The lines to return are those below that contain the word "instead".

(Collected data)
——

PR #391, opened 2020-07-16
PoC: Do not use "Preemptive Interface Anti-Pattern" in chain elements

denis-tingaikin:

This PR shows the advantages of returning structs instead of interfaces for our chain elements.


pkg/networkservice/common/localbypass/server.go
```diff
@@ -35,48 +34,40 @@ import (
 	"github.com/networkservicemesh/sdk/pkg/networkservice/core/next"
 )
 
-type localBypassServer struct {
+// Server is  NetworkServiceServer chain element that tracks local Endpoints and substitutes their unix file socket as the clienturl.ClientURL(ctx) used to connect to them.
+type Server struct {
```
haiodo, line 38: I'd like idea actually to have it named Server.

edwarnicke:
The reasoning behind returning interfaces and not structs is:

1.  It precludes interface creep… structs can have more than just the NetworkServiceServer etc interfaces
2. Structs would allows things to depend on those special magic interfaces

Suddenly, instead of having something which can work with any NetworkServiceServer… its welded to a struct as a particular implementation of it.

Take the localbypass example you gave here.  Say I needed to implement a different localbypass for some reason.  Maybe its for Windows.  Maybe its for a non-K8s environment.  Every chain element in the system that depends on your localbypass struct is a barrier to doing so.  They make it over time impossible to actually swap in alternate chain elements (or eliminate them entirely).

denis-tingajkin:
> Take the localbypass example you gave here. Say I needed to implement a different localbypass for some reason. Maybe its for Windows. Maybe its for a non-K8s environment. Every chain element in the system that depends on your localbypass struct is a barrier to doing so. They make it over time impossible to actually swap in alternate chain elements (or eliminate them entirely).

Yes, here you are right. I think to avoid this problem we should use only interfaces for consumers. For example, for your example consumer of localbypass should use networkservice.NetworkServiceServer interface to avoid these kind problems.

denis-tingajkin:
In short, my point here is: chain elements can return struct, but all consumers of chain elements should use strict interface.

denis-tingaikin:
Finally, I think it can be closed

——

**Response below**
This PR shows the advantages of returning structs instead of interfaces for our chain elements.
Suddenly, instead of having something which can work with any NetworkServiceServer… its welded to a struct as a particular implementation of it.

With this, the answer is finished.